2. An antenna as set forth in claim 1, wherein said l/2 length delay line comprises an l/2 length conductor folded so that the ends thereof are proximal one another, with each end of said delay line being joined to a corresponding end of an adjacent segment.

3. An antenna as set forth in claim 1, and further comprising reflecting means disposed in spaced relation from said at least one zigzag element to direct said radiated or received energy.

4. An antenna as set forth in claim 3, wherein said reflecting means is substantially planer and wherein said segments of said element all lie within a common plane running parallel to said surface.

5. An antenna as set forth in claim 4, wherein said delay line is routed closely adjacent said reflective means.

6. An antenna as set forth in claim 1, further comprising means for feeding said at least one zigzag element with electromagnetic energy to cause said element to radiate said energy, said radiated energy having a rotating polarization due to the configuration of said at least one element.

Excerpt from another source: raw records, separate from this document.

PR #330, opened 2022-08-31
BERT, RoBERTa: Add `model.compile` UTs

### LINKED ISSUE #325: Add XLA testing for BERT and RoBERTa models
We should check that BERT and RoBERTa models we have just checked in work with XLA compilation today.

We should add a unit test for both models which:
 - Compiles a model with both jit_compile true/false in a parameterized test
 - Calls `model.predict()` on some random inputs.

abheesht17:
Resolves #325

### DIFF
--- a/keras_nlp/models/bert_test.py
+++ b/keras_nlp/models/bert_test.py
@@ -22,7 +22,7 @@ from tensorflow import keras
 from keras_nlp.models import bert
 
 
-class BertTest(tf.test.TestCase):
+class BertTest(tf.test.TestCase, parameterized.TestCase):
     def setUp(self):
         self.model = bert.BertCustom(
             vocabulary_size=1000,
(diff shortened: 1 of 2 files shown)


keras_nlp/models/bert_test.py
```diff
@@ -45,6 +46,22 @@ def setUp(self):
             ),
         }
 
+        self.ds = tf.data.Dataset.from_tensor_slices(
```
mattdangerw, line 49: You should be able to `from_tensor_slices` directly from a dict I think? We could probably make this more concise.

Would `self.input_dataset = tf.data.Dataset.from_tensor_slices(input_data).repeat(5)` work?

mattdangerw: Also, let's maybe clean up the naming of these two input variables for clarity? `self.input_batch` for the one and `self.input_dataset` for this one maybe?

mattdangerw (approved):
lg! minor comments on test setup

keras_nlp/models/bert_test.py
abheesht17: Ah, yes. It works on dicts. Did not know that.

```input_batch = {
    "token_ids": tf.ones(
        (8, 512), dtype="int32"
    ),
    "segment_ids": tf.ones(
        (8, 512), dtype="int32"
    ),
    "padding_mask": tf.ones(
        (8, 512), dtype="int32"
    ),
}

input_dataset = tf.data.Dataset.from_tensor_slices(input_batch).batch(2)

for e in input_dataset:
    print(e["token_ids"].shape)
```

```
(2, 512)
(2, 512)
(2, 512)
(2, 512)
```

mattdangerw (approved):
Thanks!

PR #331, opened 2022-08-31
Add BERT Large

abheesht17:
Resolves https://github.com/keras-team/keras-nlp/issues/334


keras_nlp/models/bert.py
```diff
@@ -405,10 +419,66 @@ def BertBase(weights=None, vocabulary_size=None, name=None, trainable=True):
     return model
 
 
+def BertLarge(weights=None, vocabulary_size=None, name=None, trainable=True):
+
+    if (vocabulary_size is None and weights is None) or (
```
mattdangerw, line 424: Given that we are going to be doing this for BertMedium, BertSmall, etc. on a subsequent PR, it probably does make sense to refactor this a little.

My vote, rather than a big function that takes in every bert hyperparameter, would be to split off a function to validate and fetch the proper `weights` and `vocabulary_size`. Then the body of each of these can look something like.

```python
# Note that weights will be the local filepath after this call.
# All error messages can live in this function.
weights, vocabulary_size = _get_weights_and_vocab_size("bert_base", weights, vocabulary_size)

model = BertCustom(
    vocabulary_size=vocabulary_size,
    num_layers=24,
    num_heads=16,
    hidden_dim=1024,
    intermediate_dim=4096,
    dropout=0.1,
    max_sequence_length=512,
    name=name,
    trainable=trainable,
)

if weights:
    model.load_weights(weights)

return model
```

mattdangerw (changes requested):
LGTM, just one comment on refactoring the error messages and arg validation into a helper.

keras_nlp/models/bert.py
```diff
@@ -405,10 +419,66 @@ def BertBase(weights=None, vocabulary_size=None, name=None, trainable=True):
...
     BertBase,
     "__doc__",
     MODEL_DOCSTRING.format(
         type="Base", names=", ".join(checkpoints["bert_base"])
     ),
 )
+setattr(
+    BertLarge,
+    "__doc__",
+    MODEL_DOCSTRING.format(
```
mattdangerw, line 481: I think the MODEL_DOCSTRING, still hardcodes BertBase in the usage examples, could you try formatting large in there?

keras_nlp/models/bert.py
```diff
@@ -391,17 +421,36 @@ def BertBase(weights=None, vocabulary_size=None, name=None, trainable=True):
...
+    if weights_filepath is not None:
+        model.load_weights(weights_filepath)
+
+    # TODO(jbischof): attach the tokenizer or create separate tokenizer class.
+    # Applicable for other BERT variants as well.
+    return model
+
+
+def BertLarge(weights=None, vocabulary_size=None, name=None, trainable=True):
+    weights_filepath, vocabulary_size = _handle_weights_and_vocab_size(
```
mattdangerw, line 435: I would just call this `weights`, to match the `load_weights` function. Conceptually you are getting the "updated" versions of both these parameters after checking for pretrained names. And at some point we may allow the input `weights` to be a filepath as well.

keras_nlp/models/bert.py
```diff
@@ -391,17 +421,36 @@ def BertBase(weights=None, vocabulary_size=None, name=None, trainable=True):
 
     # TODO(jbischof): consider changing format from `h5` to
```
mattdangerw, line 422: Just move this whole todo into the helper function next to the `get_file` call. `load_weights` already supports tf checkpoints, so we really would change this inside the helper not here I believe.

mattdangerw (changes requested):
Looking great! Last few comments for me

abheesht17:
Whoops, did not mean to remove review request for Jonathan

mattdangerw (approved):
lgtm! one minor comment

keras_nlp/models/bert.py
```diff
@@ -25,20 +25,54 @@ def _bert_kernel_initializer(stddev=0.02):
     return keras.initializers.TruncatedNormal(stddev=stddev)
 
 
+def _handle_weights_and_vocab_size(bert_variant, weights, vocabulary_size):
```
mattdangerw, line 28: small docstring, since this is a little complex?

"""
Lookup pretrained defaults for weights and vocabulary_size.

The helper will validate the weights and vocabulary_size argument, and fully
resolve them in the case we are loading pretrained weights.
"""

tools/checkpoint_conversion/bert_large_cased_en.ipynb
```diff
@@ -0,0 +1,1221 @@
...
+      },
+      "outputs": [],
+      "source": [
+        "keras_nlp_output = model({\n",
+        "    \"token_ids\": token_ids,\n",
+        "    \"segment_ids\": segment_ids,\n",
+        "    \"padding_mask\": token_ids != 0,\n",
+        "})\n",
+        "\n",
+        "mg_pooled_output, mg_sequence_output = embedding_model(tf.constant([\"The quick brown fox.\"]))"
```
jbischof, line 915: nit: These are not mg checkpoints anymore. Maybe `original_pooled_output`? You can search and replace without redoing the notebook.

jbischof (approved):
Excellent work, thank you!

PR #338, opened 2022-09-02
Add Small BERT Variants

### LINKED ISSUE #336: Add bert tiny, small, medium network and pretrained weights
The official bert repo lists a number of smaller variants and provides checkpoints.
https://github.com/google-research/bert

We should provide these as options in our bert model offering. Once we do this, we can also delete the config object for our bert example code, and use the randomly initialized architectures directly for our pretraining example:
https://github.com/keras-team/keras-nlp/blob/master/examples/bert/bert_config.py#L15

abheesht17:
Resolves #336


network_tests/test_load_ckpts.py
```diff
@@ -36,3 +36,36 @@ def test_load_bert_base(self, weights):
             "padding_mask": tf.constant([1] * 512, shape=(1, 512)),
         }
         model(input_data)
+
+    def test_load_bert_tiny(self, weights):
```
mattdangerw, line 40: Could we just make one big parameterized test? Might actually improve the readability overall, and save some lines.

        ("base_uncased_en", keras_nlp.models.BertBase, "uncased_en"),
    )
    def test_load_bert_base(self, model, weights):

mattdangerw:
This looks good to me! Left some comments on the previous PR that would apply here, and the the parameterized comment here would apply to bert large as well.

Probably we can just land https://github.com/keras-team/keras-nlp/pull/331 first, and then do the rebasing here, in the interest of saving time.

mattdangerw (approved):
Thanks! This looks great! Also tagging @jbischof in case he has comments.

jbischof (approved):
Looks great thank you!

Issue #277, opened 2022-07-22
Decoding Functions Not Working when `jit_compile = True`


abheesht17:
When `jit_compile` is set to True, the decoding functions do not work. We wish to add support for the same in the future.

Error: https://p.ip.fi/2TNt

mattdangerw:
Thanks for opening!

chenmoneygithub:
Once you pushed the new version, we may want to test on TPU as well. I will add some tests.

mattdangerw:
This is mostly done, we just need some changes for beam search @abheesht17 is currently working on. Once beam search gains support, we can close this.

PR #341, opened 2022-09-05
Beam Search: Add Ragged and XLA Support

abheesht17:
Resolves https://github.com/keras-team/keras-nlp/issues/277

Sanity check: https://colab.research.google.com/drive/1Q7rzsHhFkI9AXXqp2MaOQfKhcAM951F0?usp=sharing


keras_nlp/utils/text_generation.py
```diff
@@ -58,7 +66,9 @@ def _pad_prompt(prompt, max_length):
     """
     if isinstance(prompt, tf.Tensor):
         shape = tf.shape(prompt)
-        pad_shape = (shape[0], max_length - shape[1])
+        pad_shape = [shape[0], max_length - shape[1]]
+        if pad_shape[1] < 0:
```
mattdangerw, line 70: maybe use `tf.math.maximum` here?

```
extra_space = tf.math.maxiumum(0, max_length - shape[1])
pad_shape = (shape[0], extra_space)
```

keras_nlp/utils/text_generation.py
```diff
@@ -26,15 +26,23 @@ def _validate_prompt(prompt):
     return prompt
 
 
-def _validate_token_probability_fn(token_probability_fn, prompt):
-    """Helper function to validate token probability fn output."""
+def _validate_token_probability_fn(
```
mattdangerw, line 29: probably better to just have a consistent return type, and ignore it in functions that don't need it

keras_nlp/utils/text_generation.py
```diff
@@ -288,63 +298,91 @@ def token_probability_fn(inputs):
...
+        next_token = tf.where(
+            condition=mask[..., length, tf.newaxis],
+            x=beams[..., length],
+            y=next_token,
+        )
+        beams = tf.tensor_scatter_nd_update(
+            tensor=beams,
+            indices=tf.concat(
+                [
+                    tf.cast(
```
mattdangerw, line 363: What is the overall shape/format you are trying to achieve here with `indices`? Feel this could be simplified, or at least made more readable.

keras_nlp/utils/text_generation.py
```diff
@@ -288,63 +298,91 @@ def token_probability_fn(inputs):
...
+        beams_prob = tf.concat(
+            [beams_prob, tf.fill((batch_size, num_beams - 1), -3.40282e38)],
+            axis=-1,
+        )
+
+    def one_step(beams, beams_prob, length):
+        truncated_beams = beams[..., :length]
+
+        # logits is of shape [batch_size, num_beams * vocab_size]
+        logits = tf.reshape(
```
mattdangerw, line 335: split this into multiple lines

```
flattened_beams = tf.reshape()
logits = token_probability_fn()
logits = tf.reshape(logits...)
```

keras_nlp/utils/text_generation.py
```diff
@@ -288,63 +298,91 @@ def token_probability_fn(inputs):
...
+            token_probability_fn(
```
mattdangerw, line 336: Are we changing the expectation around the `token_probability_fn` from what it was? it should support a input with a first dim of batch_size * num_beams of something like that?

That's probably ok, especially if we have performance data to back this up, but we should make sure to clearly document expectation for the function.

keras_nlp/utils/text_generation.py
```diff
@@ -288,63 +298,91 @@ def token_probability_fn(inputs):
...
+    )
+
     if length >= max_length:
         return tf.squeeze(prompt) if input_is_1d else prompt
+    # Initialize beam with shape `(batch_size, num_beams, length)`.
+    beams = tf.repeat(tf.expand_dims(prompt, axis=1), num_beams, axis=1)
+
+    # Initialize beams_prob with shape `(batch_size, num_beams)`
+    beams_prob = tf.zeros([batch_size, 1], dtype=tf.float32)
+    if num_beams > 1:
```
mattdangerw, line 325: what does num_beams == 1 even mean? can we just route to greedy or something simpler in that case at the top of this fn?

mattdangerw (changes requested):
Thanks! Some initial comments.

keras_nlp/utils/text_generation.py
abheesht17: Ideally, that shouldn't matter, right? Isn't `token_probability_fn` a function which just takes a number of samples and returns the set of next tokens for every sample? Won't most users just do a forward pass on the model, in which case, the number of samples should not matter? 

What is the alternative here? `tf.map_fn` over the beams? One potential issue with the current reshaping solution could be memory issues, which won't happen if we iterate over the beams. The downside is of course, worse performance (probably, since we are using a `map_fn`).

keras_nlp/utils/text_generation.py
abheesht17: So, assume batch_size = 2, num_beams = 3, length = 2.

```
tf.cast(tf.where(tf.ones((batch_size, num_beams), tf.bool)), dtype=tf.int32)
```

will give us

```
<tf.Tensor: shape=(6, 2), dtype=int32, numpy=
array([[0, 0],
       [0, 1],
       [0, 2],
       [1, 0],
       [1, 1],
       [1, 2]], dtype=int32)>
```

We then concatenate every row with length (i.e., the index of the "column" to be updated):

```
<tf.Tensor: shape=(6, 3), dtype=int32, numpy=
array([[0, 0, 2],
       [0, 1, 2],
       [0, 2, 2],
       [1, 0, 2],
       [1, 1, 2],
       [1, 2, 2]], dtype=int32)>
```

So, essentially, iterating over all possible values of `(:batch_size, :num_beams)`, keeping the length fixed.

keras_nlp/utils/text_generation.py
abheesht17: Makes sense. Will do

abheesht17 (commented):
Replied to a few comments!

keras_nlp/utils/text_generation.py
mattdangerw: I think it probably makes sense to use `token_probability_fn` as you do here, this is probably just a documentation problem.

We are changing this function (which is user inputted), to have a different shape expectation than all the other utilities fns. A good model does not need to encode a fixed batch size, but that won't stop some users from building models that barf on a different batch size.. We should make sure to document our shape expectations.

abheesht17: Great! Will mention it in the documentation

keras_nlp/utils/text_generation.py
abheesht17: Do you think moving this part `tf.cast(tf.where(tf.ones((batch_size, num_beams), tf.bool)), dtype=tf.int32)` out of the while loop is better? It remains the same in every iteration, anyway

abheesht17: We can do the same for other text gen functions (move `tf.range(batch_size)` outside the loop): https://github.com/keras-team/keras-nlp/blob/master/keras_nlp/utils/text_generation.py#L185

abheesht17: I've split it into two...let me know if it's okay.

keras_nlp/utils/text_generation.py
```diff
@@ -228,9 +231,9 @@ def beam_search(
         token_probability_fn: a callable, which takes in input_sequence
             and output the probability distribution of the next token. If
             `from_logits` set to True, it should output the logits of the next
-            token. The input shape would be `[batch_size, length]` and the
-            output should be `[batch_size, vocab_size]`, where batch_size is
-            variable.
+            token. The input shape would be `[batch_size * num_beams, length]`
+            and the output should be `[batch_size * num_beams, vocab_size]`,
+            where batch_size is variable.
```
mattdangerw, line 236: I'm not sure what "where batch_size is variable" is attempting to communicate, let's just remove.

keras_nlp/utils/text_generation.py
```diff
@@ -288,63 +291,100 @@ def token_probability_fn(inputs):
...
-            if from_logits:
-                preds = keras.activations.softmax(preds, axis=-1)
-            beam_preds.append(preds)
-        stacked_preds = tf.stack(beam_preds, axis=1)
-        vocab_size = stacked_preds.shape[2]
-        logits = tf.reshape(stacked_preds, [batch_size, beam_size * vocab_size])
+    # Initialize beam with shape `(batch_size, num_beams, length)`.
+    beams = tf.repeat(tf.expand_dims(prompt, axis=1), num_beams, axis=1)
+
+    # Initialize `beams_prob`` with shape `(batch_size, num_beams)`
```
mattdangerw, line 324: extra backtick

keras_nlp/utils/text_generation.py
```diff
@@ -288,63 +291,100 @@ def token_probability_fn(inputs):
...
+    beams_prob = tf.zeros([batch_size, 1], dtype=tf.float32)
+    beams_prob = tf.concat(
+        [beams_prob, tf.fill((batch_size, num_beams - 1), -3.40282e38)],
```
mattdangerw, line 327: Are you looking for `tf.float32.min` here?

I'm noticing you drop the softmax here, which I think is safe right `top_k(x) == top_k(softmax(x)`? Maybe we should just remove the argument for `from_logits`, same as greedy search.

keras_nlp/utils/text_generation.py
```diff
@@ -288,63 +291,100 @@ def token_probability_fn(inputs):
...
         candidate_prob, candidate_indexes = tf.math.top_k(
             probs, k=num_beams, sorted=False
         )
         candidate_beam_indexes = candidate_indexes // vocab_size
         next_token = candidate_indexes % vocab_size
 
         beams = tf.gather(beams, candidate_beam_indexes, axis=1, batch_dims=1)
-        beams = tf.concat([beams, next_token[..., tf.newaxis]], axis=-1)
+
+        next_token = tf.where(
```
mattdangerw, line 353: Suggest for this whole block something more like this...

```python
# Build a new column of updates to scatter into the beam tensor.
next_tokens = tf.where(
    condition=mask[..., length, tf.newaxis],
    x=beams[..., length],
    y=next_token,
)
next_tokens = tf.flatten(next_token)

# Generate `(batch_index, beam_index)` tuples for each beam. 
beam_indices = tf.where(tf.ones((batch_size, num_beams), tf.bool))
beam_indices = tf.cast(beam_indices, length.dtype)
# Build a tensor repeated `length` values.
length_indices = tf.fill((batch_size * num_beams, 1), length)
# Concatenate to a triplet of `(batch_index, beam_index, length)`.
indices = tf.concat([beam_indices, length_indices], axis=1)

beams = tf.tensor_scatter_nd_update(
    tensor=beams,
    indices=indices,
    updates=next_tokens,
)
```

Feel free to rename as needed, but overall you should look out for a few things.

 - Break up complex nested lines into intermediate lines that fit our line length when possible. 
 - Use helpful naming for intermediate variables to indicate the flow.
 - Do not add comments everywhere, but add brief comments in places the code itself could use clarification.

The end goal should be making this very complex list of ops someone more readable to a newcomer trying to figure this out.

mattdangerw (changes requested):
Few more comments!

keras_nlp/utils/text_generation.py
abheesht17: Will keep that in mind, thanks a ton! Looks cleaner now

keras_nlp/utils/text_generation.py
```diff
@@ -288,63 +290,104 @@ def token_probability_fn(inputs):
...
+    beams_prob = tf.zeros([batch_size, 1], dtype=tf.float32)
+    beams_prob = tf.concat(
+        [beams_prob, tf.fill((batch_size, num_beams - 1), tf.float32.min)],
+        axis=-1,
+    )
+
+    def one_step(beams, beams_prob, length):
+        truncated_beams = beams[..., :length]
+
+        # logits is of shape [batch_size, num_beams * vocab_size].
```
mattdangerw, line 333: logits isn't a variable anymore. preds?

mattdangerw (approved):
Thank you! This looks great! This makes a complex bit of code quite readable. One last nit.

7. A rotating polarization zigzag antenna comprising an electrically conductive surface, first and second conductive zigzag elements disposed end to end above said surface, each element being comprised of plural linear segments disposed in a zigzag configuration, said segments each being skewed in space to adjacent segments and l/4 in length where l is the mean operating wavelength of the antenna, with alternate junctions between said segments being joined by l/2 nonradiating delay lines and the remaining segments being directly joined, and means for feeding electromagnetic energy to said first and second elements at the adjacent ends thereof, said feeding means including means for phasing the energy feed to said elements so that the signals broadcast by said first and second elements are substantially in phase synchronism with one another.

8. An antenna as set forth in claim 1 or 7 wherein each said segment is orthogonal in space to adjacent segments.

9. An antenna as set forth in claim 7, wherein the segment at said adjacent end of said first element is substantially parallel to the segment at said adjacent end of said second element, and wherein said adjacent ends are joined through a substantially nonradiating l/2 length delay line.

10. A rotating polarization zigzag antenna comprising:

(a) at least one zigzag radiating element comprised of plural linear segments, said segments being

(I) each l/4 in length where l is the mean operating wavelength of the antenna,

(II) disposed end to end, with each segment being orthogonal in space to adjacent segments,

(III) each directly joined at one end to the adjacent end of an adjacent segment, and indirectly joined at the other end to the adjacent end of the other adjacent segment through a substantially nonradiating l/2 length delay line;

whereby each said segment is orthogonal in space and phase to an adjacent segment; and

(b) means for feeding said at least one radiating element with electromagnetic energy to cause said element to radiate said energy, said radiated energy having a rotating polarization vector due to the configuration of said at least one radiating element.